Technically, this was an interesting challenge. The full document is quite large, so I had to think carefully about how to structure the data and components for good performance. I ended up using:
The search implementation was probably the trickiest part.
Search performance was actually broken and had to be removed.
The split-pane resizing was also fun to implement — had to handle mouse events carefully to make the drag interaction feel smooth while also updating the layout state reactively.
This is another good example of useless fluff. \<feature\> was fun. “Had to handle mouse events carefully”… The browsers took over most of the drag-related performance after years of developers getting it wrong. “Feel smooth” is empty prose, too.
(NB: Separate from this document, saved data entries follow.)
Issue #14530, opened 2024-04-26
Hide Create community and Import Community from Discord buttons


jrainville:
### Description

To reduce the chance of "accidental" spam, remove/hide the Create community button(s) and the Import Community from Discord button(s)

Add a toggle in the Advanced Section to re-enable it. Off by default

PR #14545, opened 2024-04-29
Hide Create Community button

jrainville:
Fixes https://github.com/status-im/status-desktop/issues/14530

(includes a revert of the previous hide that wasn't exactly what we wanted)

[community-creation.webm](https://github.com/status-im/status-desktop/assets/11926403/58504057-3718-4146-9c2b-3b638a430308)

Known issue: if you disable the setting, the Loader doesn't lose its width. It,s not a huge deal, as it's not a common use case, but if the UI team has an easy fix, might as well.

### DIFF
--- a/ui/app/AppLayouts/Communities/CommunitiesPortalLayout.qml
+++ b/ui/app/AppLayouts/Communities/CommunitiesPortalLayout.qml
@@ -142,9 +142,9 @@ StatusSectionLayout {
                     objectName: "createCommunityButton"
                     Layout.preferredHeight: 38
                     verticalPadding: 0
-                    text: qsTr("Import existing community from Discord")
+                    text: qsTr("Create community")
                     onClicked: {
-                        Global.createCommunityPopupRequested(true /*isDiscordImport*/)
+                        Global.openPopup(chooseCommunityCreationTypePopupComponent)
                     }
                 }
             }
--- a/ui/app/AppLayouts/Communities/CommunitiesPortalLayout.qml
+++ b/ui/app/AppLayouts/Communities/CommunitiesPortalLayout.qml
@@ -137,14 +137,18 @@ StatusSectionLayout {
                     onClicked: Global.importCommunityPopupRequested()
                 }
 
-                StatusButton {
-                    id: createBtn
-                    objectName: "createCommunityButton"
-                    Layout.preferredHeight: 38
-                    verticalPadding: 0
-                    text: qsTr("Create community")
-                    onClicked: {
-                        Global.openPopup(chooseCommunityCreationTypePopupComponent)
+                Loader {
+                    Layout.preferredHeight: active ? 38 : 0
+                    active: communitiesStore.createCommunityEnabled || communitiesStore.testEnvironment
+                    sourceComponent: StatusButton {
+                        id: createBtn
+                        objectName: "createCommunityButton"
+                        height: parent.height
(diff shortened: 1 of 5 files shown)


ui/app/AppLayouts/Communities/CommunitiesPortalLayout.qml
```diff
@@ -137,14 +137,18 @@ StatusSectionLayout {
...
-                    id: createBtn
-                    objectName: "createCommunityButton"
-                    Layout.preferredHeight: 38
-                    verticalPadding: 0
-                    text: qsTr("Import existing community from Discord")
-                    onClicked: {
-                        Global.createCommunityPopupRequested(true /*isDiscordImport*/)
+                Loader {
+                    Layout.preferredHeight: active ? 38 : 0
+                    active: communitiesStore.createCommunityEnabled || communitiesStore.testEnvironment
```
jrainville, line 142: Showing it on `testEnvironment: true` is important, otherwise a lot of tests would fail.

ui/app/AppLayouts/Communities/CommunitiesPortalLayout.qml
```diff
@@ -137,14 +137,18 @@ StatusSectionLayout {
...
+                    sourceComponent: StatusButton {
+                        id: createBtn
+                        objectName: "createCommunityButton"
```
caybro, line 145: This won't be visible by tests now since it's inside the Loader

caybro (commented):
Looks good otherwise

ui/app/AppLayouts/Communities/CommunitiesPortalLayout.qml
jrainville: I set the Loader active when `testEnvironment` is `true`. Do I need to do something else?

caybro (approved):
LGTM

The e2e failure looks unrelated

ui/app/AppLayouts/Communities/CommunitiesPortalLayout.qml
igor-sirotin: Maybe write this in the code as comment as well?

ui/app/AppLayouts/Communities/CommunitiesPortalLayout.qml
```diff
@@ -137,14 +137,18 @@ StatusSectionLayout {
                     onClicked: Global.importCommunityPopupRequested()
                 }
 
-                StatusButton {
-                    id: createBtn
-                    objectName: "createCommunityButton"
-                    Layout.preferredHeight: 38
-                    verticalPadding: 0
-                    text: qsTr("Import existing community from Discord")
```
igor-sirotin, line 145: Should we maybe the `import from discord` button commented here? so that it's easier to bring it back later.

igor-sirotin (approved):

ui/app/AppLayouts/Communities/CommunitiesPortalLayout.qml
jrainville: That's actually from the revert. This button doesn't exist on master.

igor-sirotin: oh ok. I'd rather leave it in master ,but it's too late 😄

Is it higher fps, steadier fps, less layout thrash? And why does “careful” handling make it smoother, exactly? Feels like your typical junior/intern writing a Medium article.
What did go well
It’s been a while since I worked on major features on this site. It’s been pretty hard to adapt back to the mind model when it’s pretty different from the day job. So, opencode was a helpful way to get back into this site after so long. I was forgetting many of the exact places to look for things, so watching the LLM search was helpful. And after it was done I could use the session to kick-start a skill to improve quality on future requests.
It feels like there’s a lot less friction around adding/improving features. I want to remove the scss dependency and the reliance on live rendering via chrome. I’m well on the way to that goal now. I was able to add a sx prop to dynamically generate CSS on the statically typed HTML pages. A couple more tweaks and that dynamic CSS will be inlined into the generated HTML pages.
I was also able to add new statically built pages, like these gallery pages for static content folders that have a lot of images (example: roguelike refs gallery).